··· SUPPLIED RECORDS ···
PR #910, opened 2018-03-28
Update to OpenAPI 3.0 and upgrade Swagger UI

MasonM:
**NOTE**: The fixes in PR #922, PR #923, PR #924, and PR #926 all need to be merged first, because api-spec-converter won't compile the current schema to OpenAPI 3.0.

This updates the Swagger JSON generation script in package.json to output the wiremock-admin-api.json in [OpenAPI/Swagger 3.0 format](https://github.com/OAI/OpenAPI-Specification/blob/master/versions/3.0.0.md), which is supported in recent versions of [api-spec-converter](https://github.com/LucyBot-Inc/api-spec-converter).

I also updated [Swagger UI](https://github.com/swagger-api/swagger-ui) to the latest version, since the current version doesn't support OpenAPI 3.0. Although I could've extracted the new version in-place and overwritten the old one, I figured it'd be better to handle it in package.json by adding `swagger-ui-dist` as a dependency and copying over the necessary files during build time. This will make upgrades easier in the future.

Screenshot:
wiremock


MasonM:
Oh, and [ReDoc 2.0](https://github.com/Rebilly/ReDoc) supports OpenAPI 3.0, and I think it'd be a good replacement for raml2html. It's currently in alpha, but I tried it out with this branch (along with fixes in pr #888), and it works.

tomakehurst:
Does raml2html still work for OAS3.0 or will a switch be needed?

MasonM:
raml2html should be unaffected because it's called in package.json before the spec is converted to OAS3.0 by api-spec-converter: https://github.com/tomakehurst/wiremock/pull/910/files#diff-f16065c1bc7361e8a654329074f0ff33R49

I think ReDoc has a much better design and is easier to understand, but raml2html will continue to work

docs-v2/package.json
```diff
@@ -44,6 +45,7 @@
     "build:all": "npm run build:css && npm run build:js",
     "preprocess-schemas": "shx rm -rf tmp/raml* && shx mkdir -p tmp/raml && shx cp -rf ../src/main/resources/raml/* tmp/raml && shx rm -rf tmp/raml/schemas/* && node bin/bundle-schemas -i ../src/main/resources/raml/schemas -o tmp/raml/schemas",
     "raml2html": "npm run preprocess-schemas && raml2html -t lib/raml2html-template.nunjucks -i tmp/raml/wiremock-admin-api.raml -o _docs/wiremock-admin-api.html",
-    "apidocs": "npm run raml2html && shx mkdir -p ../src/main/resources/swagger && api-spec-converter -f raml -t swagger_2 tmp/raml/wiremock-admin-api.raml > ../src/main/resources/swagger/wiremock-admin-api.json"
+    "swaggerui": "shx cp -rf node_modules/swagger-ui-dist/ ../src/main/resources/assets/swagger-ui/",
+    "apidocs": "npm run raml2html && npm run swaggerui && shx mkdir -p ../src/main/resources/swagger && api-spec-converter -c -f raml -t openapi_3 tmp/raml/wiremock-admin-api.raml > ../src/main/resources/swagger/wiremock-admin-api.json"
```
MasonM: Note: I added the `-c` option to the call to `api-spec-converter` to have it check the schema is valid after conversion, which will help prevent typos and whatnot

tomakehurst:
Sorry, I'm being daft. I meant to ask whether RAML to Swagger conversion is possible for OAS3.0?

MasonM:
Once PR #922 is merged and I merge this branch with master, the conversion from RAML to OAS3.0 that's done in the `api-spec-converter -c -f raml -t openapi_3 tmp/raml/wiremock-admin-api.raml` call will start working.

If you mean converting from RAML to Swagger 2.0, it'll still be possible to run `api-spec-converter -f raml -t swagger_2 tmp/raml/wiremock-admin-api.raml` like it's currently doing, but it won't produce a valid schema. That's already the case because of the use of `oneOf` in `delay-distribution.schema.json` though.

MasonM:
Okay, I merged with master, updated the docs, and fixed the failing test. I also changed `baseUri: /__admin` to `baseUri: /` in ae146da0c291b9bc8f7188204978bff25372e2b3, because I realized it was confusing for Swagger UI to show each endpoint as `DELETE /<something>` when the actual path includes `/__admin`.

tomakehurst:
Sorry I've left this hanging for so long.

I tried checking it out today and building the docs, but it seems the RAML to Swagger conversion isn't perfect and a couple of problems are occurring:

1) The self-reference in content-pattern.schema.json can't be correctly resolved, leading to a duff `$ref` in the intermediate Swagger 2 doc
2) Even when the self-reference is removed, there are some `$ref` elements (the ones from inside schema files) that point to file names rather than paths under `definitions`.

I'm wondering, given the improvements in OAS3 and its popularity, whether it'd be best to ditch RAML support and make the OAS3 definition the authoritative one.

What do you think?

MasonM:
Yes, switching to OpenAPI 3.0 is probably the best long-term solution, but it raises a few questions:
1. Will there be a deprecation period for the RAML spec? I don't know how many people actually use the RAML spec, but I assume there's enough to warrant keeping it around until the next major version. This would mean keeping both specs updated until then.
2. The docs at http://wiremock.org/docs/api/ are generated using `raml2html`, so there'd need an alternative. I mentioned before that https://github.com/Rebilly/ReDoc is a good option. The branch below has this.
3. Will we the OpenAPI spec be in JSON or YAML? YAML will clearly make it easier to edit, but that means it'll have to be converted to JSON so that the `/__admin/docs/swagger` API endpoint is backwards compatible. The branch below also does this using the "js-yaml" NPM modue.

I made a a branch off master that adds a canonical OpenAPI spec in YAML format: 
https://github.com/tomakehurst/wiremock/compare/master...MasonM:swagger-3-upgrade-with-switch

It needs some fixes, but it's roughly as complete as RAML spec. Also, the branch updates http://wiremock.org/docs/api/ to use ReDoc. Screenshot:
screenshot_2018-10-29_20-56-14

If this approach is okay with you, I can finish it and enter a PR.

tomakehurst:
To answer your questions in turn (and sorry about the delay):

1) I guess in an ideal world that'd be the right thing to do, although I get the impression a lot more folks are using the derived Swagger spec than the RAML one. In any case they're both of limited usefulness at the moment for the reasons posted here, so to preserve scarce engineering time I'm tempted to drop RAML support and see what feedback arrives. It can always be reinstated, and there might even be an automated translation the other way.
2) Agree that would need fixing. If we did auto-generate the RAML from the Swagger then we could keep using `raml2html`. I've not tried ReDoc, but more than happy to give it a go if it's flexible enough to be styled and integrated into other pages. TBH it'd be a good opportunity to get rid of the slightly horrible iframe approach currently used.
3) I think maintaining YAML as the canonical version and automating the conversion to JSON is probably the right way to go.

More than happy for you to proceed with a PR, in fact this would be greatly appreciated!

MasonM:
It looks a lot longer than I expected, but I've finally got the new spec fully fleshed out and have ReDoc in a good state. Visit https://masonm.github.io/wiremock/docs/api/ to see what the new API docs look like.

To make it easier to code review, I've split this into 4 separate commits:

1. 9e80ddbefa5ae9cc311d59e1233da5f8c2085ca8 - Upgrade the Swagger UI instance to 3.0 using `swagger-ui-dist`, as in the original PR
2. 6ea49b5a9582454c63fd3aaae561847b7becf852 - Add the complete OpenAPI 3.0 spec and use it to generate the `swagger.json` file
3. 9e4bd9fdc6b8712c42ab0674599d3ae4e3594874 - Switch from raml2html to ReDoc.
4. 2e1e2f183c4f2255010b32203d4d61236ff3ef32 - Fully remove the RAML spec. If it turns out you want to preserve the RAML spec, this commit can be reverted.

tomakehurst:
Many thanks for contributing this.

I get a 404 from the redoc JS file when I serve the docs locally. Am I missing a step?

MasonM:
The ReDoc JS file is copied over by `npm run redoc`, which is called when `npm run apidocs` is run: https://github.com/tomakehurst/wiremock/pull/910/files#diff-f16065c1bc7361e8a654329074f0ff33R32

So, the following commands should let you view the API docs at http://localhost:4000/docs/api/:
```
git clone https://github.com/MasonM/wiremock.git -b swagger-3-upgrade 
cd wiremock/
./gradlew generateApiDocs
cd docs-v2
./serve.sh
```

tomakehurst:
Great, that works for me now.

Looks awesome!

I might tweak the fonts and spacings a little bit, but otherwise this looks like a goer.

Thanks again!

JesseKPhillips:
Where does this stand? I see travis is upset. If I bring this up-to-date would it be accepted to merge? I'm most interested in the Swagger UI update.

MasonM:
@JesseKPhillips I've been keeping it up date each time there's a conflict. There's no conflict right now, but I pushed a merge commit anyway.

The Travis failures were due to an unrelated build issue that @tomakehurst fixed in 6ecb765ed9a67b3db3ee20c5fe80a60180869a91

tomakehurst:
I've merged this now. I'm not sure why GitHub hasn't marked it as such, so I'm going to close it.

@MasonM apologies it's taken so long to get this onto master. I really appreciate the contribution though - this is hugely valuable!

MasonM:
@tomakehurst Thanks! No need to apologize; this was a huge PR.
···
> WHAT IS BEING ASKED
What lines above hold the word "possible"? List them all.

> ANSWER TO THIS PROBLEM
Sorry, I'm being daft. I meant to ask whether RAML to Swagger conversion is possible for OAS3.0?
If you mean converting from RAML to Swagger 2.0, it'll still be possible to run `api-spec-converter -f raml -t swagger_2 tmp/raml/wiremock-admin-api.raml` like it's currently doing, but it won't produce a valid schema. That's already the case because of the use of `oneOf` in `delay-distribution.schema.json` though.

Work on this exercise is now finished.